(Dataset entries)
PR #1379, opened 2026-01-07
docs(bootstrap): add `password_file` for user configs

OsiPog:
`password_file` was not documented, so I documented it


nitnelave:
Thanks!

PR #1387, opened 2026-01-24
Installing and Configuring LLDAP on TrueNAS

mreid-tt:
Add setup guide for LLDAP on TrueNAS


nitnelave:
LGTM! Can you add a section in https://github.com/lldap/lldap/blob/main/docs/install.md and a link to that section in the Readme?

PR #1392, opened 2026-01-31
feat(server): add native HTTPS support for the web interface

lyzstrik:
This commit enables the web server to run natively over HTTPS, allowing secure deployments without requiring a reverse proxy.

Key changes:
- Configuration: Added `[https_options]` to config and CLI arguments (port, cert/key paths, enabled flag).
- Server: Updated `tcp_server.rs` to support binding with TLS.
- Healthcheck: Added `check_https` which uses certificate pinning to verify identity.
- Main: Updated healthcheck runner to check HTTP and HTTPS endpoints concurrently.
- Docs: Updated `install.md` and `lldap_config.docker_template.toml` with HTTPS configuration examples.

### DIFF
--- a/Cargo.lock
+++ b/Cargo.lock
@@ -2858,7 +2858,6 @@ dependencies = [
  "pretty_assertions",
  "rand 0.8.5",
  "rand_chacha 0.3.1",
- "reqwest 0.11.27",
  "reqwest 0.12.28",
  "rustls 0.23.35",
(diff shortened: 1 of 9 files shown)


nitnelave:
This is something I've been purposefully avoiding. Setting up a reverse proxy in front is not very hard and not resource intensive, so I chose to avoid complicating the code of LLDAP.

* Exercise *
All entries shown above should be duplicated without a single difference.

* Result for this exercise *
PR #1379, opened 2026-01-07
docs(bootstrap): add `password_file` for user configs

OsiPog:
`password_file` was not documented, so I documented it


nitnelave:
Thanks!

PR #1387, opened 2026-01-24
Installing and Configuring LLDAP on TrueNAS

mreid-tt:
Add setup guide for LLDAP on TrueNAS


nitnelave:
LGTM! Can you add a section in https://github.com/lldap/lldap/blob/main/docs/install.md and a link to that section in the Readme?

PR #1392, opened 2026-01-31
feat(server): add native HTTPS support for the web interface

lyzstrik:
This commit enables the web server to run natively over HTTPS, allowing secure deployments without requiring a reverse proxy.

Key changes:
- Configuration: Added `[https_options]` to config and CLI arguments (port, cert/key paths, enabled flag).
- Server: Updated `tcp_server.rs` to support binding with TLS.
- Healthcheck: Added `check_https` which uses certificate pinning to verify identity.
- Main: Updated healthcheck runner to check HTTP and HTTPS endpoints concurrently.
- Docs: Updated `install.md` and `lldap_config.docker_template.toml` with HTTPS configuration examples.

### DIFF
--- a/Cargo.lock
+++ b/Cargo.lock
@@ -2858,7 +2858,6 @@ dependencies = [
  "pretty_assertions",
  "rand 0.8.5",
  "rand_chacha 0.3.1",
- "reqwest 0.11.27",
  "reqwest 0.12.28",
  "rustls 0.23.35",
(diff shortened: 1 of 9 files shown)


nitnelave:
This is something I've been purposefully avoiding. Setting up a reverse proxy in front is not very hard and not resource intensive, so I chose to avoid complicating the code of LLDAP.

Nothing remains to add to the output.